Here are my updated water parameters : 

NO3 = 20ppm
Ph = 6.8
NH3/NH4 = O
PO4 = O

and i still got some amanos that are yellow? i noticed that some of their limbs are missing? what could have caused this... Two possible reasons come to mind... 1) excel dosing and ammonia... but now with those two factors fixed they are still kinda weak. or in critical shape. 

Help is always appreciated.


----------



## Gregzz4

Could be the Mollies are picking their limbs off
I've sacrificed Amanos before with Excel due to heavy BBA
Killed the algae And the shrimp
Mine survive if I only dose it every other day and mix it in Very slowly
Weekly water changes will be a must
Even that can cause deaths
Excel is poison for Amanos


----------



## stonedaquarium

hey gregz. yep i had to learn that lesson the hard way of excel being a poison to amanos... so far i restocked and so far for the past 3 days my amanos seem to be fine.... hopefully it stays that way


----------



## fishgal

i thought copper and shrimp don't mix either, and theres copper in the flourish.

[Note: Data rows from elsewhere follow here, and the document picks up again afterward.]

PR #1028, opened 2018-02-01
Use appropriate InputLocator to list building names

martin-mosteiro:
Building names in building_properties.py were being listed by using `envelope.index` instead of the appropriate input locator (`locator.get_zone_building_names()`). This created problems in certain cases, so it needed to be fixed.

### DIFF
--- a/cea/demand/building_properties.py
+++ b/cea/demand/building_properties.py
@@ -312,7 +312,7 @@ class BuildingProperties(object):
         envelope['Aroof'] = np.nan
 
         # call all building geometry files in a loop
-        for building_name in envelope.index:
+        for building_name in locator.get_zone_building_names():
             geometry_data = pd.read_csv(locator.get_radiation_metadata(building_name))
             geometry_data_sum = geometry_data.groupby(by='TYPE').sum()
             # do this in case the daysim radiation file did not included window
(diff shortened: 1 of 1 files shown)


cea/demand/building_properties.py
```diff
@@ -312,7 +312,7 @@ def geometry_reader_radiation_daysim(self, locator, envelope, occupancy, geometr
         envelope['Aroof'] = np.nan
 
         # call all building geometry files in a loop
-        for building_name in envelope.index:
+        for building_name in locator.get_zone_building_names():
```
JIMENOFONSECA: Here the best is to create a variable with the names of the buildings once. The thing is that now it is reading the csv file and extracting the names again and again. This adds overhead...

Also, what are the kind of 'weird' results that triggered this PR?

daren-thomas: it looks like in this codepath (creating the `BuildingProperties` object) it only gets called once. chances are, it doesn't get called a lot for the execution of the whole demand script (or similar scripts) - I think optimizing for readability instead of introducing more parameters to pass around the whole script beats a (small) performance penalty. I admit I haven't tested this though. Here is a preliminary test with the reference-case-open:

```
In [3]: %timeit -r 100 -n 10 locator.get_zone_building_names()
10 loops, best of 100: 3.25 ms per loop
```
It doesn't really look like overhead to me.

martin-mosteiro: @JIMENOFONSECA no weird results, but the list of building names should consistently be generated from the same source, in this case the geometry. It could be that you have more entries in the envelope file than necessary, but not in the geometry file. So it makes sense to use a consistent source for the list of building names (which is why the input locator was created).

However, one alternative would be to use `prop_geometry.index` instead of `prop_envelope.index` in order to be consistent. Would this be an appropriate solution? Also in terms of readability, @daren-thomas.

i dose half cap of excel every other day in my 20g med planted tank with no problems.


----------



## Tazzy_toon

I have some cherry shrimp that started turning an orangey color about 2 weeks after I started feeding my fish color enhancing food. Not sure if that's the reason, but i just assumed they would be affected by it.


----------



## trevorhoang

amanos change colors depending on their diet. i heard they can go blue sometimes as well. my amanos stay grey


----------